TabKD is introduced, a data-free knowledge distillation method for tabular data that addresses the limitations of existing methods by explicitly modeling feature interactions. It learns adaptive feature bins aligned with teacher decision boundaries and generates synthetic queries to maximize pairwise interaction coverage. Experiments on benchmark datasets demonstrate that TabKD achieves superior student-teacher agreement compared to state-of-the-art baselines, and that interaction coverage strongly correlates with distillation quality.
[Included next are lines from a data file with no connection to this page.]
PR #1503, opened 2026-06-16
Break extends cycles and prime CORE in the catalog sync

bdraco:

Now that the catalog sync tracks the latest beta esphome (2026.6.0b3), the run surfaced two defects the stable schema never hit; both were silently swallowed, so the catalog degraded without failing the sync.

`lvgl` was dropped entirely with a `RecursionError`. Its widgets extend `lvgl.WIDGET_TYPES` (a widget can contain a widget list) and `lvgl.STYLE_SCHEMA`, so the converter followed the nested widget schema and re-expanded `WIDGET_TYPES` forever. The raw JSON is shallow, so this is a reference cycle, not deep data; a depth cap would expand the cycle and balloon the 1.6 MB schema. The fix threads a `_seen_refs` set through the convert recursion so an `extends` target already being expanded up the stack is not re-expanded, which bounds the nested widget list.

`usb_uart` shipped without introspection (`KeyError: 'target_platform'`). In beta it evaluates a platform-gated schema (`CORE.is_esp32`) at import time, and the sync imported it with a `CORE` whose `KEY_CORE` dict lacked a `target_platform` slot. The loader now gives `CORE` that slot (set to `None`) when first resolved, so the lookup returns False instead of raising.

Verified locally against 2026.6.0b3: the sync log no longer shows the `lvgl` RecursionError or the `usb_uart` load failure; `lvgl` builds bounded (depth 6, 194 top-level entries) and `usb_uart` carries its introspected fields.

Heads-up for the catalog refresh: with `lvgl` restored, its body file is large (~14 MB; b3's lvgl inlines the full style schema on every widget) versus the 341-byte stub stable produced. It is lazy-loaded per-id, but it is a real wheel-size bump worth a look when the b3 catalog PR regenerates.

- Follow-up to the beta-tracking work (#1495, #1500)

## Types of changes

## Frontend coordination

## Checklist

### DIFF
--- a/script/sync_components.py
+++ b/script/sync_components.py
@@ -2230,17 +2230,25 @@ def _promote_template_controls(component_id: str, entries: list[dict]) -> None:
             entry["advanced"] = False
 
 
-def _merge_extends_config_vars(schema_node: dict, schema_dir: Path) -> dict[str, Any]:
+def _merge_extends_config_vars(
+    schema_node: dict, schema_dir: Path, _seen_refs: frozenset[str] = frozenset()
+) -> dict[str, Any]:
     """
     Deep-merge a schema node's ``extends`` ancestry with its local config_vars.
 
     Per-field, not whole-field: a partial override like ``{"default": "x"}``
     keeps the base's inherited ``type`` / enum / docs. Values are usually field
     dicts; a malformed schema can carry a non-dict, hence ``dict[str, Any]``.
+
+    ``_seen_refs`` carries the ``extends`` targets already being expanded up the
+    convert stack; a ref in it is skipped to break self-referential cycles
+    (lvgl widgets extend ``lvgl.WIDGET_TYPES``, which contains a widget list).
     """
     config_vars = dict(schema_node.get("config_vars") or {})
     extended: dict[str, dict] = {}
     for ref in schema_node.get("extends") or []:
+        if ref in _seen_refs:
+            continue
         extended.update(_resolve_extends(ref, schema_dir))
     merged: dict[str, Any] = {}
     for key in {*extended, *config_vars}:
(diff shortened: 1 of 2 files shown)


esphbot (approved):
No blocking issues found.

bdraco:
Thanks both. Addressed in 926a658:

**Copilot — explicit `frozenset` (L2277):** `seen_refs = _seen_refs | frozenset(...)` now, so the type stays unambiguously immutable.

**Copilot — docstring format (L2275):** moved the `_convert_config_vars` summary onto the line after `"""` per CLAUDE.md.

**Copilot / Kōan — test global mutation:** the priming test now uses `monkeypatch` (replaces `CORE.data` with a copy and `setitem`s the loader-cache entries), so the forced re-resolution and CORE mutation unwind on teardown — no order-dependent leakage.

**Kōan #1 — over-pruning a base reused at multiple depths:** verified empirically against `2026.6.0b3` rather than relying on the top-level count. A widget's state-parts keep their inherited `STYLE_SCHEMA` fields — for `button`: `main` 131 fields, `checked`/`pressed`/`focused`/`disabled` 119 each. It's safe because widget schemas extend `None` (they don't accumulate `STYLE_SCHEMA` onto the path), and the parts re-extend `STYLE_SCHEMA` as independent siblings, so `_seen_refs` only ever carries the genuinely-cyclic `WIDGET_TYPES`. Agreed the path-wide ref prune is conservative for a hypothetical base reused down a non-cyclic path; no such case exists in today's catalog, so leaving the note here for a future schema.

**Kōan — `target_platform=None` / esp32-only fields:** `usb_uart`'s 28 config entries come from the schema bundle, not introspection, so the field set is complete regardless; the `None` platform only routes the import-time `CORE.is_esp32` validation-limit branch (it doesn't drop fields). Introspection only layers on `multi_conf` / `platform_defaults`.

esphbot (approved):
No blocking issues found.

PR #585, opened 2016-11-15
file for visual check of various formatting

sanscontext:
Hey @docker/docs-maintainers, this file will be a canary/smoketest that we can use as a quick visual check when we start culling excess JS and CSS. 

I've added a bunch of code format blocks at the end; if you know of one that I don't currently have, lmk or add it yourself by pushing to the patch.

### DIFF
--- a/test.md
+++ b/test.md
@@ -1,0 +1,357 @@
+---
+description: Smoketest page
+title: Testing page
+hide_from_sitemap: true
+---
+
+# Heading 1
+
+Plain block of text.
+
+Lorem ipsum dolor sit amet, consectetur adipisicing elit, sed do eiusmod tempor
+incididunt ut labore et dolore magna aliqua. Ut enim ad minim veniam, quis
+nostrud exercitation ullamco laboris nisi ut aliquip ex ea commodo consequat.
+Duis aute irure dolor in reprehenderit in voluptate velit esse cillum dolore eu
+fugiat nulla pariatur. Excepteur sint occaecat cupidatat non proident, sunt in
+culpa qui officia deserunt mollit anim id est laborum.
+
+## Heading 2
+
+Text with various styles, basic markdown formatting. You should **not** see a single line comment below this line.
+
+<!-- This is a comment. You should not see it rendered in the page. -->
+
+Once you create or link to a repository in Docker Cloud, you can set up [automated testing](/docker-cloud/builds/automated-testing.md) and [automated builds](/docker-cloud/builds/automated-build.md).
+
+![a small cute image](/images/footer_moby_icon.png)
+
+> **Note**: This is a note. Lorem ipsum dolor sit amet, consectetur adipisicing elit, sed do eiusmod tempor incididunt ut labore et dolore magna aliqua. Ut enim ad minim veniam.
+
+![a pretty wide image](/images/banner_image_24512.png)
+
+<center>
+This line is centered with HTML.
+</center>
+
+This line is centered with curly-brace injection.
+{: style="text-align:center" }
+
+Some Lorem ipsum text with formatting and styling.
+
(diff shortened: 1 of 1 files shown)


sanscontext:
Also of note: I'm not sure where we want this to live? Is root okay?  I've omitted it from all the menuing, so that should be enough I'd hope, but maybe we should make a utility folder (for the `allpagelinks` and other test files).

johndmulhausen:
Deploy preview ready!

Built with commit b24357cb87b53f36c1b05cfd27a9cd042987719c

https://deploy-preview-585--docker-docs.netlify.com

test.md
```diff
@@ -0,0 +1,318 @@
+---
+description: Smoketest page
```
joaofnfernandes: Does it make sense to add this as a draft, instead of publishing it live?
https://jekyllrb.com/docs/drafts/

sanscontext: Not sure. Will that make it inaccessible on the live site?

johndmulhausen: Drafts are for "posts" -- as in, blog posts. We only use pages, which don't have draft functionality.

johndmulhausen: I think if we leave this out of the nav and exclude it from the sitemap by adding `hide_from_sitemap: true` to the front-matter, that's probably enough.

test.md
```diff
@@ -0,0 +1,318 @@
...
+
+Once you create or link to a repository in Docker Cloud, you can set up [automated testing](/docker-cloud/builds/automated-testing.md) and [automated builds](/docker-cloud/builds/automated-build.md).
+
+![a small cute image](/images/footer_moby_icon.png)
+
+> **Note**: This is a note. Lorem ipsum dolor sit amet, consectetur adipisicing elit, sed do eiusmod tempor incididunt ut labore et dolore magna aliqua. Ut enim ad minim veniam.
+
+![a pretty wide image](/images/banner_image_24512.png)
+
+<center>
```
johndmulhausen: We should avoid HTML here:

```
This line is formatted with HTML.
{: style="text-align: center" }
```

test.md
```diff
@@ -0,0 +1,318 @@
...
+Some Lorem ipsum text with formatting and styling.
+
+**Lorem ipsum dolor sit amet, consectetur adipisicing elit, sed do eiusmod tempor incididunt** ut labore et dolore magna aliqua. Ut enim ad minim veniam, quis nostrud exercitation ullamco laboris nisi ut aliquip ex ea commodo _consequat. Duis aute irure dolor in reprehenderit in voluptate velit esse cillum dolore_ eu fugiat nulla pariatur. Excepteur sint occaecat cupidatat non proident, sunt _**in culpa quiofficia deserunt mollit anim id est laborum.**_
+
+
+### Heading 3
+
+A selection of lists, ordered and unordered, with indented sub elements.
+
+> **Note**: This is some note text.
```
johndmulhausen: How about a blockquote with a snippet in it?

test.md
sanscontext: Have we gone through the repos to remove all instances of this? My goal in including it was to have a test case for something we currently have that might break.

test.md
sanscontext: A code snippet? I can't get a code *block* to work sadly.

test.md
johndmulhausen: We should probably be testing the correct usages instead of all of our various off-the-rails behavior. This can be both a demo and a unit test if we figure out how to properly implement common scenarios.

test.md
johndmulhausen: Try: 

```
> **Note**: Things and stuff
> 
> ```
> docker run -ti -p 4000:4000 docsocker.github.io:latest
> ```
```

test.md
sanscontext: For now, let's test both. Once we've made a cleanup pass, we can easily remove the line from the test file.

johndmulhausen:
Alright let's get this in, it's been quiet for awhile and I can't think of anything more to add. We can always iterate. Thanks for this, @sanscontext :)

TabKD achieves state-of-the-art data-free knowledge distillation for tabular data by generating synthetic data that maximizes interaction diversity, a critical factor previously overlooked.
Data-free knowledge distillation enables model compression without original training data, critical for privacy-sensitive tabular domains. However, existing methods does not perform well on tabular data because they do not explicitly address feature interactions, the fundamental way tabular models encode predictive knowledge. We identify interaction diversity, systematic coverage of feature combinations, as an essential requirement for effective tabular distillation. To operationalize this insight, we propose TabKD, which learns adaptive feature bins aligned with teacher decision boundaries, then generates synthetic queries that maximize pairwise interaction coverage. Across 4 benchmark datasets and 4 teacher architectures, TabKD achieves highest student-teacher agreement in 14 out of 16 configurations, outperforming 5 state-of-the-art baselines. We further show that interaction coverage strongly correlates with distillation quality, validating our core hypothesis. Our work establishes interaction-focused exploration as a principled framework for tabular model extraction.